### Work order
Every line that contains "Sitemap" must be located and copied from the data.

Data entries:
*** Block opens ***

PR #155, opened 2015-10-08
Convert line-delimited patterns to a regex; See: websharks/zencache#191

kristineds:
Convert line-delimited patterns to a regex.
- Enhancing exclusion patterns

See: websharks/zencache#191

PR #159, opened 2015-10-16
Automatically clears cache files for a custom list of URLS; See: websharks/zencache#111

kristineds:
Automatically clears cache files for a custom list of URLS; 
-  Could specify a custom list of URIs that should be purged when a post is published/modified

See: websharks/zencache#111

### DIFF
--- a/src/includes/classes/MenuPageOptions.php
+++ b/src/includes/classes/MenuPageOptions.php
@@ -375,6 +375,11 @@ class MenuPageOptions extends MenuPage
             echo '      <p class="info" style="display:block; margin-top:-15px;">'.__('In a Multisite Network, each child blog (whether it be a sub-domain, a sub-directory, or a mapped domain); will automatically change the leading <code>http://[sub.]domain/[sub-directory]</code> used in pattern matching. In short, there is no need to add sub-domains or sub-directories for each child blog in these patterns. Please include only the <a href="https://gist.github.com/jaswsinc/338b6eb03a36c048c26f" target="_blank">REQUEST_URI</a> (i.e., the path) which leads to the XML Sitemap on all child blogs in the network.', SLUG_TD).'</p>'."\n";
         }
         echo '      </div>'."\n";
+        if (IS_PRO || $this->plugin->isProPreview()) {
+            echo '<h4 style="margin-bottom:0;">'.__('Auto-Clear a List of Custom URLs Too?', SLUG_TD).'</h4>'."\n";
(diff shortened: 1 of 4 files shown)


kristineds:
@jaswsinc @raamdev Submitting pull request for feature request:  User-defined URIs to purge with post cache

jaswsinc:
@kristineds Nice work. This looks good to me.

raamdev:
@kristineds Thank you!

I noticed the new **Auto-Clear a List of Custom URLs Too?** option appears to be listed under the **Sitemap-Related Options** section, which is not correct. 



There should be a new `<hr>` and new `<h3>` heading (like Sitemap-Related Options) called **Misc. Auto-Clear Options** that makes it clear the new option is not part of the Sitemap-Related Options:


 
---

@jaswsinc By looking at the code it appears that wildcards and regex patterns are _not_ supported in this list of Custom URLs to auto-clear, is that correct? If so, @kristineds we should add a note after "Please list one URL per line." that clarifies this: "(Note that wildcards and RegEx's are **not** supported here.)"

raamdev:
Also noting here that supporting wildcards in this Custom URLs to auto-clear box would make this feature solve various other scenarios and really increase the power of this feature. See https://github.com/websharks/zencache/issues/111#issuecomment-133766571

Thoughts @jaswsinc?

jaswsinc:
> supporting wildcards in this Custom URLs

Agreed. My suggestion would be to exclude that from this PR (i.e., after Kristine makes the changes you suggested above, go ahead and merge it). Then we can make the regex enhancement a part of the work being done in this other PR instead. See: https://github.com/websharks/zencache-pro/pull/155#issuecomment-148803566

That way it will support the new improved flavor as well.

raamdev:
> My suggestion would be to exclude that from this PR (i.e., after Kristine makes the changes you suggested above, go ahead and merge it). Then we can make the regex enhancement a part of the work being done in this other PR instead. See: #155 (comment)

Sounds great! Thanks! :smiley:

kristineds:
@raamdev @jaswsinc Re-submitting PR which includes the following: https://github.com/websharks/zencache-pro/commit/746b27b1cd0faee3830238c35726ae7f4aa382b2
- Add new heading Misc. Auto-Clear Options 
- Add text: `(Note that wildcards and RegEx's are **not** supported here.)`

raamdev:
@kristineds Perfect! Thanks so much. :-) Merged!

*** Block closes ***

### Your response
             echo '      <p class="info" style="display:block; margin-top:-15px;">'.__('In a Multisite Network, each child blog (whether it be a sub-domain, a sub-directory, or a mapped domain); will automatically change the leading <code>http://[sub.]domain/[sub-directory]</code> used in pattern matching. In short, there is no need to add sub-domains or sub-directories for each child blog in these patterns. Please include only the <a href="https://gist.github.com/jaswsinc/338b6eb03a36c048c26f" target="_blank">REQUEST_URI</a> (i.e., the path) which leads to the XML Sitemap on all child blogs in the network.', SLUG_TD).'</p>'."\n";
I noticed the new **Auto-Clear a List of Custom URLs Too?** option appears to be listed under the **Sitemap-Related Options** section, which is not correct. 
There should be a new `<hr>` and new `<h3>` heading (like Sitemap-Related Options) called **Misc. Auto-Clear Options** that makes it clear the new option is not part of the Sitemap-Related Options:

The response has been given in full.